The server responds with the full file as if there was no bytes= in the request

In the network capture it is also visible that identical data is requested 3-5 times from different servers, wasting a lot of network-bandwidth.
Comment 1 Bernhard Wiedemann 2010-12-05 14:38:43 UTC
Created attachment 403478 [details]
zypper.log extract from corrupted download

notice the occurrence of the proxad mirror with a non-zero starting-offset.
Comment 2 Bernhard Wiedemann 2010-12-05 19:46:33 UTC
workaround: export ZYPP_MULTICURL=0
Comment 3 Bernhard Wiedemann 2010-12-06 08:21:56 UTC
zypp/media/MediaMultiCurl.cc:241 does not remember if a reply has a "Content-Range:" header. 
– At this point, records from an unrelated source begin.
Issue #1781, opened 2019-12-17
`TransactionPatterns` are unnecessarily generic and complex


thomaseizinger:
## Problem

The current design of `TransactionPattern` is very generic. It supports matching on all kinds of aspects of a transaction. In reality, we only use a fraction of this design.

The overly generic design is a legacy of times when btsieve was running in its own process and we had ideas of hosting it for users etc.

The problem with this design is that it has been and is a source of bugs and a lot of developer time has already been spent on debugging this part of the code.

## Goal

Propose a design that fits our purpose. That is, it completely reflects the way the patterns are used and turns invalid usage of them compile-errors.

Aspects the spike should address:

- The design should still allow us to use the main parts of btsieve (looking in the past, etc) for future protocols which will likely require different patterns
- Invalid usages of patterns should be compile-errors
- The output of a specific pattern should be linked to the usage.
For example, for the pattern of sending bitcoin to an address, we are interested in the specific `Outpoint`. Currently, we only return the full transaction from `MatchingTransactions` and look for the `Outpoint` again inside `HtlcEvents`. This is an unnecessary indirection. Similarly, we don't always need the `TransactionReceipt` for `TransactionPattern`s on Ethereum. Yet the current design forces us to always return a `TransactionAndReceipt` because some patterns need to return the receipt.

## Recommendation

Avoid to abstract above both Bitcoin and Ethereum as it would introduce unnecessary complication.

## The following issues have been closed in favor of this redesign:

- https://github.com/comit-network/comit-rs/issues/1726
- https://github.com/comit-network/comit-rs/issues/1459
- https://github.com/comit-network/comit-rs/issues/1551
- https://github.com/comit-network/comit-rs/issues/826

tcharding:
Ethereum side is done in PR: https://github.com/comit-network/comit-rs/pull/2039
Tracking issue for the Bitcoin side of this issue: https://github.com/comit-network/comit-rs/issues/2083

D4nte:
Done with #2039

Issue #1878, opened 2020-01-17
Adapt implementation of bitcoin `matching_transaction` to what the Ethereum side does


thomaseizinger:
## Problem

The implementation of `matching_transaction` for Bitcoin is still on the first iteration of the initial design based on async/await. We have since figured out a better way of doing this and have successfully done so in `matching_transactions` for Ethereum.

The current implementation of `matching_transaction` for Bitcoin is also blocking the final steps of the overall async/await migration.

## Goal

- Unblock the async/await migration
- Simplify the code

## Recommendation

Look at what `matching_transaction` for Ethereum does and do the same / something similar (it is easier for Bitcoin because Bitcoin doesn't have receipts).
This ticket also includes getting rid of `TransactionPattern` for Bitcoin (see here https://github.com/comit-network/comit-rs/issues/2083).

Note: Tests need to be adapted of course keep them (similar to what is done is Ethereum). Some unit tests are going away (pattern tests).

thomaseizinger:
The PR was reverted: https://github.com/comit-network/comit-rs/pull/2126

tcharding:
This was resolved in: https://github.com/comit-network/comit-rs/pull/2142

PR #2039, opened 2020-02-17
Re-design the matching_transaction logic for Ethereum

tcharding:
Currently the logic for matching transactions is super generic.  We would like an API that accepts only what is needed to match a transaction and returns what we need from the matched transaction. From the COMIT protocol level i.e., rfc003 this is a 'per action' API i.e., funded/deployed/redeem/refunded.

The API is now
```
matching_create_contract(...) -> Result<(Transaction, Address)>
matching_event(...) -> Result<(Transaction, Log)>
```

All the matching logic is contained within the `btsieve/ethereum` module.

Makes a start at resolving: #1781, Bitcoin side to do.

Issue https://github.com/comit-network/comit-rs/issues/2083 tracks the Bitcoin side.


tcharding:
Please do 10% review @thomaseizinger

cnd/src/btsieve/bitcoin/mod.rs
```diff
@@ -194,7 +232,7 @@ mod tests {
         let transaction = r#"02000000014135047eff77c95bce4955f630bc3e334690d31517176dbc23e9345493c48ecf000000004847304402200da78118d6970bca6f152a6ca81fa8c4dde856680eb6564edb329ce1808207c402203b3b4890dd203cc4c9361bbbeb7ebce70110d4b07f411208b2540b10373755ba01feffffff02644024180100000017a9142464790f3a3fddb132691fac9fd02549cdc09ff48700a3e1110000000017a914c40a2c4fd9dcad5e1694a41ca46d337eb59369d78765000000
 "#.to_owned();
 
-        let bytes = decode_response::<bitcoin::Transaction>(transaction);
```
thomaseizinger: Unrelated to the 10% review:

You are removing the most important 7 characters from this line: bitcoin.

Knowing, _which_ transaction is decoded here is massively important because you will be able to immediately narrow down further possible paths/areas in your brain of what to think about.
Having to scroll to the top of the `tests` block to do that is a huge burden IMO.

cnd/src/btsieve/ethereum/mod.rs
```diff
@@ -24,11 +24,110 @@ use std::collections::HashSet;
...
+        matching_transaction(blockchain_connector, start_of_swap, |_transaction| {
+            // TODO: Add logic for matching a deployed transaction.
+            (false, None)
+        })
+        .await?;
+
+    Ok(transaction)
+}
+
+pub async fn matching_funded_transaction<'b, C>(
```
thomaseizinger: Bear in mind that funding for erc20 is different than for ether :)

The erc20 one needs to look for a Transfer event where as the ether one only needs to look for a transaction.

cnd/src/btsieve/ethereum/mod.rs
```diff
@@ -24,11 +24,110 @@ use std::collections::HashSet;
...
+where
+    C: LatestBlock<Block = Option<Block>>
+        + BlockByHash<Block = Option<Block>, BlockHash = Hash>
+        + ReceiptByHash<Receipt = Option<TransactionReceipt>, TransactionHash = Hash>
+        + Clone,
+{
+    match matching_transaction(blockchain_connector, start_of_swap, |_transaction| {
+        // TODO: Add logic for matching a redeemed transaction.
+        //
+        // Includes using the bloom filter to conditionally fetch receipts
```
thomaseizinger: This is a very important!

How are you going to solve the issue of needing the receipt for refunded and redeemed?
In order for the underlying code to know that it has to fetch the receipt, you will kind of have to give it the event you are looking for.

The crucial code is here: https://github.com/comit-network/comit-rs/blob/64840879fae1d087d697a8c7530b527c757463a1/cnd/src/btsieve/ethereum/transaction_pattern.rs#L93-L95

Maybe it is actually enough to pass down the topic to matching_transactions? The underlying code can then filter out all blocks where the bloom filter doesn't match and call you for those that does match with a tuple of (`Transaction`, `Receipt`).

cnd/src/btsieve/bitcoin/mod.rs
tcharding: Will leave the paths in.

cnd/src/btsieve/ethereum/mod.rs
tcharding: Yep, I'm across that, will however keep it mind.  Thanks

cnd/src/btsieve/ethereum/mod.rs
tcharding: Cheers, I won't be 100% sure until I flesh it out some more but I think the design can accommodate the bloom filter correctly - time will tell.

tcharding:
> Interesting idea, I think you are on a good track!
> 
> Make sure you resolve the issue with the receipt before continuing, to validate that the design actually works.
> 
> Side-note:
> What to look for correlates with the individual protocols. This is why we have `HtlcDeployed` etc.
> Adding another layer that also uses the `deployed` terminology seems unnecessary.
> It would be nice if the next layer, i.e. the implementation of `HtlcDeployed` would use a more generic layer that no longer knows about those steps.
> 
> That is sort of what we have now, it is just bad.
> Maybe you can build something out of what you have here that exposes more primitive but useful matching logic like:
> 
> * `matching_contract_deployed_transactions`
> * `matching_event_emitted_transactions`
> * ...?

This is a nice idea, I might keep working with the functions I've got, make sure they work then see if I can generalise like you suggest.  I'd like the final functions to be defined by what they accept and what they return and _also_ not have conditions within the matching logic that require domain knowledge to understand i.e., the matching is explicit in the function names.  Will keep this in mind, thanks man.  Good review.

tcharding:
Ready for 50% review please @thomaseizinger, @luckysori, @D4nte

cnd/src/btsieve/ethereum/mod.rs
```diff
@@ -24,16 +20,231 @@ use std::collections::HashSet;
...
+            let blockchain_connector = blockchain_connector.clone();
+            let events = events.clone();
+            async move {
+                let block_hash = block
+                    .hash
+                    .ok_or_else(|| anyhow::anyhow!("block without hash"))?;
+
+                if !block
+                    .logs_bloom
+                    .contains_input(Input::Raw(events[0].topics[0].unwrap().0.as_ref()))
```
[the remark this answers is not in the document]
thomaseizinger: Would also greatly simplify `events_exist_in_receipt` the method below.

cnd/src/btsieve/ethereum/mod.rs
```diff
@@ -43,12 +173,48 @@ where
...
+            // By matching against the never type explicitly, we assert that the `Ok` value of the
+            // result is actually the never type and has not been changed since this
+            // line was written. The never type can never be constructed, so we cannot
+            // reach this line never anyway.
+            GeneratorState::Complete(Ok(never)) => match never {},
+        }
+    }
+}
+
+async fn matching_transaction_receipt<C, F>(
```
thomaseizinger:
```suggestion
async fn matching_transaction_and_receipt<C, F>(
```

cnd/src/swap_protocols/rfc003/ethereum/htlc_events.rs
```diff
@@ -104,25 +96,15 @@ async fn htlc_redeemed<A: Asset>(
...
-        transaction_data_length: None,
-        events: Some(vec![Event {
-            address: Some(htlc_deployment.location),
-            data: None,
-            topics: vec![Some(Topic(*REDEEM_LOG_MSG))],
-        }]),
-    };
+    let events = vec![Event {
+        address: Some(htlc_deployment.location),
+        data: None,
```
thomaseizinger: Do we ever use `data`?
Maybe you can remove the `Event` struct altogether and only pass the address and a list of topics to the function?

cnd/src/btsieve/ethereum/mod.rs
```diff
@@ -24,16 +20,150 @@ use std::collections::HashSet;
...
+    events: Vec<Event>,
+    action: &'static str,
+) -> anyhow::Result<(Transaction, TransactionReceipt)>
+where
+    C: LatestBlock<Block = Option<Block>>
+        + BlockByHash<Block = Option<Block>, BlockHash = Hash>
+        + ReceiptByHash<Receipt = Option<TransactionReceipt>, TransactionHash = Hash>
+        + Clone,
+{
+    matching_transaction_receipt(blockchain_connector.clone(), start_of_swap, |block| {
```
thomaseizinger: You could go ahead and pass the `topics` already to `matching_transaction_receipt`. This would allow you to do the bloom filter matching inside and call the closure with a tuple of transaction and receipt.

cnd/src/btsieve/ethereum/mod.rs
```diff
@@ -24,16 +20,231 @@ use std::collections::HashSet;
...
+    location: Address,
+    token_contract: Address,
+) -> anyhow::Result<(Transaction, TransactionReceipt)>
+where
+    C: LatestBlock<Block = Option<Block>>
+        + BlockByHash<Block = Option<Block>, BlockHash = Hash>
+        + ReceiptByHash<Receipt = Option<TransactionReceipt>, TransactionHash = Hash>
+        + Clone,
+{
+    let events = vec![Event {
```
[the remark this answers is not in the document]
tcharding: Nice question, I thought I answered this to myself but I've mixed up Topic's and Events, we look for multiple Topic's but not multiple Events - will refactor.

cnd/src/btsieve/ethereum/mod.rs
```diff
@@ -24,16 +20,231 @@ use std::collections::HashSet;
...
+    bytecode: Bytes,
+    create_contract: CreateContract,
+) -> anyhow::Result<Transaction>
+where
+    C: LatestBlock<Block = Option<Block>>
+        + BlockByHash<Block = Option<Block>, BlockHash = Hash>
+        + ReceiptByHash<Receipt = Option<TransactionReceipt>, TransactionHash = Hash>
+        + Clone,
+{
+    matching_transaction(blockchain_connector, start_of_swap, |block| {
```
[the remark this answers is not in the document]
tcharding: Your observation is correct, `matching_transaction` could iterate over the txs but `matching_transaciton_receipt` cannot do this because it needs access to the block.  I'm inclined to keep the two functions inline and leave the iteration in the closure.

cnd/src/btsieve/ethereum/mod.rs
```diff
@@ -24,16 +20,231 @@ use std::collections::HashSet;
...
+        matching_events_transaction(blockchain_connector, start_of_swap, events, "refunded")
+            .await?;
+    Ok(transaction)
+}
+
+async fn matching_events_transaction<C>(
+    blockchain_connector: C,
+    start_of_swap: NaiveDateTime,
+    events: Vec<Event>,
+    action: &'static str,
```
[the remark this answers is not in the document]
tcharding: Yes, open to a cleaner idea.  I did not put that much thought into it.

cnd/src/btsieve/ethereum/mod.rs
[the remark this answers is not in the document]
tcharding: Have not even touched `events_exist_in_receipt` yet.  Now the 50% review is in I'll do some more refactoring, thanks for the reminder.

cnd/src/btsieve/ethereum/mod.rs
tcharding: cool

cnd/src/swap_protocols/rfc003/ethereum/htlc_events.rs
tcharding: I played with this a little and the conclusion I came to was we were trying to imitate web3 with the whole `Event` struct.  Is this assumption correct?

cnd/src/btsieve/ethereum/mod.rs
tcharding: Nice idea, will consider.

tcharding:
Thanks @thomaseizinger, super helpful review.

cnd/src/btsieve/ethereum/mod.rs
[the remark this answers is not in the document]
tcharding: Misunderstood you at first here; refactored `events_exist_in_receipt` to accept a single Event.  Did no other refactoring - I believe that's what you meant :)

cnd/src/swap_protocols/rfc003/ethereum/htlc_events.rs
tcharding: Answering my own question; on further investigation we can remove this, update the comment that refers to web3 and still maintain clarity while reducing complexity - WIN.  Thanks

cnd/src/btsieve/ethereum/mod.rs
thomaseizinger: It would also invalidate the assumption here: https://github.com/comit-network/comit-rs/pull/2039#discussion_r380997282

cnd/src/swap_protocols/rfc003/ethereum/htlc_events.rs
thomaseizinger: I don't think we need to imitate something. The original design might have been inspired by that but the original design was also trying to be general purpose (which turned out to be a really bad idea :sweat_smile:).

Question everything my friend :)

cnd/src/btsieve/ethereum/mod.rs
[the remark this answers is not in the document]
thomaseizinger: I think this is the kind of problem that tracing is trying to solve. If you open a new span at the call-site that contains this action as a context, every message inside will be scoped to this span and hence doesn't need to include the action name.

cnd/src/btsieve/ethereum/mod.rs
```diff
@@ -24,16 +20,134 @@ use std::collections::HashSet;
...
+            let blockchain_connector = blockchain_connector.clone();
+            let bytecode = bytecode.clone();
+            async move {
+                // transaction.to address is None if, and only if, the transaction
+                // creates a contract.
+                if transaction.to.is_none() && transaction.input == bytecode {
+                    // We can get a transaction that matches even for failed attempts
+                    // at contract creation e.g., low gas.
+                    let receipt = fetch_receipt(blockchain_connector, transaction.hash).await?;
+                    if receipt.status == Some(TRANSACTION_STATUS_OK.into()) {
```
thomaseizinger: Oh, nice one! I didn't think of that!

This got me thinking:
We should probably never return any transaction that failed right?

So the whole check should probably move into `matching_transaction` and run _after_ the matcher returned true. This will make this matcher non-async again :)
We probably then want to log a big warning that says:

"We found the transaction we were looking for but the execution failed!"

tcharding:
Can I get 90% review please, all that is left to do is integration testing (yes I am omitting unit tests, long gone are the days of TDD :(

cnd/src/swap_protocols/rfc003/ethereum/htlc_events.rs
```diff
@@ -50,21 +50,13 @@ impl HtlcDeployed<Ethereum, asset::Ether> for Cache<Web3Connector> {
...
-            events: None,
-        };
-        let TransactionAndReceipt { transaction, .. } =
-            matching_transaction(connector, pattern, start_of_swap)
-                .await
-                .context("failed to find transaction for htlc deployment")?;
+        let transaction =
+            matching_create_contract_transaction(connector, start_of_swap, htlc_params.bytecode())
+                .await?;
+        let location = calculate_contract_address_from_deployment_transaction(&transaction);
```
thomaseizinger: The contract address is actually in the receipt!

`matching_create_contract_transaction` could return us the location from the receipt, then we would not need to calculate it and could throw away a whole bunch of code (and some dependencies!) :)

cnd/src/btsieve/ethereum/mod.rs
```diff
@@ -24,16 +20,134 @@ use std::collections::HashSet;
...
+        blockchain_connector.clone(),
+        start_of_swap,
+        event.topics.clone(),
+        action,
+        |transaction| {
+            Box::new({
+                let blockchain_connector = blockchain_connector.clone();
+                let event = event.clone();
+                async move {
+                    let receipt = fetch_receipt(blockchain_connector, transaction.hash).await?;
```
thomaseizinger: Moving this one layer down would make the matcher non-async (and hence a lot more concise).

cnd/src/btsieve/ethereum/mod.rs
thomaseizinger: This would also reduce some code duplication between the matchers.

tcharding:
@thomaseizinger, implemented your recent suggestions - this is getting seriously sexy.  Force pushed, check out the last two patches!  (CI will fail due to integration tests, working on that now.)

cnd/src/btsieve/ethereum/mod.rs
```diff
@@ -1,55 +1,247 @@
...
+            anyhow::anyhow!(
+                "Could not get transaction receipt for transaction {:x}",
+                hash
+            )
+        })?;
+    Ok(receipt)
+}
+
+fn event_exists_in_receipt(event: &Event, receipt: &TransactionReceipt) -> bool {
+    match event {
```
thomaseizinger: I think it would be the right time to refactor this method to use defensive programming:

```rust
let { topics, address } = event;

if topics.is_empty() {
   return false;
}

// etc ...
```

cnd/src/btsieve/ethereum/mod.rs
```diff
@@ -1,55 +1,247 @@
...
+                tracing::trace!(
+                    "bloom filter indicates that we should check the block for {} transactions: {:x}",
+                    action,
+                    block_hash,
+                );
+                for transaction in block.transactions.into_iter() {
+                    if let Some((transaction, receipt)) = matcher(transaction.clone()).await? {
+                        // We can get a transaction that matches even for failed attempts
+                        // at contract creation e.g., low gas.
+                        if receipt.status != Some(TRANSACTION_STATUS_OK.into()) {
```
thomaseizinger: We are doing this check in two different places. Might be worth defining a trait for it an implementing it on `TransactionReceipt`.

cnd/src/swap_protocols/rfc003/ethereum/htlc_events.rs
```diff
@@ -94,35 +85,20 @@ impl HtlcRefunded<Ethereum, asset::Ether> for Cache<Web3Connector> {
...
-    let TransactionAndReceipt {
-        transaction,
-        receipt,
-    } = matching_transaction(connector, pattern, start_of_swap)
-        .await
-        .context("failed to find transaction to redeem from htlc")?;
+    let (transaction, receipt) =
+        matching_event_transaction(connector, start_of_swap, event, "redeemed").await?;
+
     let log = receipt
```
thomaseizinger: As you can see, we iterate over all the logs and try to find the one again that we passed to `matching_event_transaction`.

We can do a similar optimization as with the contract address and return the event already from the `matching_event_transaction` function. That would save us this, in practice, unreachable error path of trying to find the one log again.

cnd/src/swap_protocols/rfc003/ethereum/htlc_events.rs
```diff
@@ -94,35 +85,20 @@ impl HtlcRefunded<Ethereum, asset::Ether> for Cache<Web3Connector> {
...
     };
 
-    let TransactionAndReceipt {
-        transaction,
-        receipt,
-    } = matching_transaction(connector, pattern, start_of_swap)
-        .await
-        .context("failed to find transaction to redeem from htlc")?;
+    let (transaction, receipt) =
+        matching_event_transaction(connector, start_of_swap, event, "redeemed").await?;
```
thomaseizinger: With the below optimization, a better name for this could be `matching_event`?

cnd/src/btsieve/ethereum/mod.rs
```diff
@@ -1,55 +1,247 @@
...
+where
+    C: LatestBlock<Block = Option<Block>>
+        + BlockByHash<Block = Option<Block>, BlockHash = Hash>
+        + ReceiptByHash<Receipt = Option<TransactionReceipt>, TransactionHash = Hash>
+        + Clone,
+{
+    matching_transaction_bloom_filter(
+        blockchain_connector.clone(),
+        start_of_swap,
+        event.topics.clone(),
```
thomaseizinger: With the matcher being non-async, this could turn into a reference.

cnd/src/btsieve/ethereum/mod.rs
```diff
@@ -1,55 +1,247 @@
...
+    action: &'static str,
+) -> anyhow::Result<(Transaction, TransactionReceipt)>
+where
+    C: LatestBlock<Block = Option<Block>>
+        + BlockByHash<Block = Option<Block>, BlockHash = Hash>
+        + ReceiptByHash<Receipt = Option<TransactionReceipt>, TransactionHash = Hash>
+        + Clone,
+{
+    matching_transaction_bloom_filter(
+        blockchain_connector.clone(),
```
thomaseizinger: Similarly, with the matcher being non-async, you should be able to avoid the clone because you don't need the connector out here.

cnd/tests/ethereum_create_contract_matching.rs
```diff
@@ -12,14 +14,14 @@ use web3::{
...
-/// from the parity dev account. Afterwards we verify that the tx hash of
-/// the sent tx equals the one that we found through btsieve.
+const VALUE: u32 = 2_000_000_000;
+
+lazy_static::lazy_static! {
+    static ref REDEEM_LOG_MSG: H256 = blockchain_contracts::ethereum::rfc003::REDEEMED_LOG_MSG.parse().expect("to be valid hex");
+}
+
 #[tokio::test]
-async fn ethereum_transaction_pattern_e2e_test() {
```
thomaseizinger: I don't agree with repurposing this test.

The original idea was:

- have fast (i.e. non-IO) integration tests of the whole btsieve module by using a connector mock and real data (that's the tests you deleted for now). they verify things like missing blocks, etc but are unconcerned about the actual matching (they don't need to as it is orthogonal)
- have unit tests for the actual matching logic (with the new design, that might be obsolete but I guess it wouldn't hurt if we have some basic tests for edge-case logic). You can pass function pointers instead of closures and unit test the functions you are pointing to.
- have a **single**, slow e2e test that verifies that we glued things together correctly (this test). Note that this test should be as simple as possible and not use complicated contracts like HTLCs or something.

All these three topics are orthogonal and together form a good test coverage without introducing unnecessary dependencies and levels of detail.

The added value of these tests is very little because we have the e2e tests anyway and they cover the same thing (they also use actual HTLCs).
Yet, they are super heavy and slow.

What we need to test at this level of the code are edgecases that are _not_ covered by the e2e tests:

- missing blocks
- go back in the past
- etc

but those are missing with your testing strategy.
I'd recommend to revert this and just bring the other tests back.

cnd/src/btsieve/ethereum/mod.rs
```diff
@@ -1,55 +1,247 @@
...
+                    if matcher(transaction.clone()) {
+                        let receipt = fetch_receipt(connector.clone(), transaction.hash).await?;
+                        // We can get a transaction that matches even for failed attempts
+                        // at contract creation e.g., low gas.
+                        if receipt.status != Some(TRANSACTION_STATUS_OK.into()) {
+                            tracing::warn!(
+                                "transaction matched {:x} but status was NOT OK",
+                                transaction.hash,
+                            );
+                            // A failed transaction could not be in the same block as
```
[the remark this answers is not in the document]
tcharding: Cool, thanks.

cnd/src/btsieve/ethereum/mod.rs
tcharding: Oh, you think that is nicer?  Interesting, that's how I had it for a lot time I was working on this.  I refactored it to use the 'if guard' within the match.  Unless I'm missing the meaning of your comment?
```
    match event {
        Event { topics, .. } if topics.is_empty() => false,
```
Is the same as :
```
let { topics, address } = event;

if topics.is_empty() {
   return false;
}
```

cnd/src/btsieve/ethereum/mod.rs
tcharding: Had a go but the `event` being used in the closure as well as here means we still need to clone.

cnd/src/btsieve/ethereum/mod.rs
tcharding: This ones right, rustc caught this one.  On a separate note, I would be interested in going through the code base and trying to remove clones at some stage when we are playing around - bit early for optimisations I know but this would be a good way to learn more about Rust life times, which is something I'd like to learn more about.

cnd/src/swap_protocols/rfc003/ethereum/htlc_events.rs
tcharding: Changed API functions to
```
matching_create_contract() -> (transaction, location)
matching_event() -> (transaction, log)
```

cnd/src/btsieve/ethereum/mod.rs
thomaseizinger: Yes it is the same functionally :)
But the last time I did that, you were like: "that is just using the language features for the sake of it! :D"

And then you suggested a defensive programming approach which is also quite neat.
I am not sure what is better in this case honestly. The defensive one maps clearer to the algorithm that one would have in their mind I guess :man_shrugging: 

Up to you - no strong feelings on this part :)

cnd/src/swap_protocols/rfc003/ethereum/htlc_events.rs
thomaseizinger: Nice, looks good :)

cnd/src/btsieve/ethereum/mod.rs
thomaseizinger: Only if the closure `move`s it right? If it is not async, there shouldn't be a need to move it. My brain borrow checker is weak though, so could very easily be that I am wrong :D

cnd/src/btsieve/ethereum/mod.rs
thomaseizinger: Cloning things per se is not bad, even though the Rust community is religious about it :sweat_smile: 

What is important is thinking about _what_ you are cloning here. The connector is not data, it is functionality that we are passing around. Maybe we should make that explicit and always take an `Arc<C>` to make it totally clear that cloning it is:

a) cheap
b) not harmful in any way

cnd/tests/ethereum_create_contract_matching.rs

RFC2616 only specifies this as a SHOULD, so there are servers out there, returning data from offset 0 with "200 OK" instead of "206 Partial Content", which then gets written to the wrong offset. 
3 of 4 samples of my corrupted rpm collection support this.
Comment 4 Michael Schröder 2010-12-06 11:03:42 UTC
I didn't implement a 206 check because metalinks normally contain block checksums, which allow the client to detect misbehaving servers. (I also don't know what ftp servers return.)
There seems to be something wrong with our download infrastructure, because the metalink file doesn't contain any block checksums. That's why multicurl doesn't detect this error. So I think you're right, we should check for 206.
Comment 5 Bernhard Wiedemann 2010-12-18 17:03:43 UTC
This issue should be fixed with libzypp-8.10.2 as shipped with 11.4-MS5.
If you are still having an older install, be sure to update libzypp first.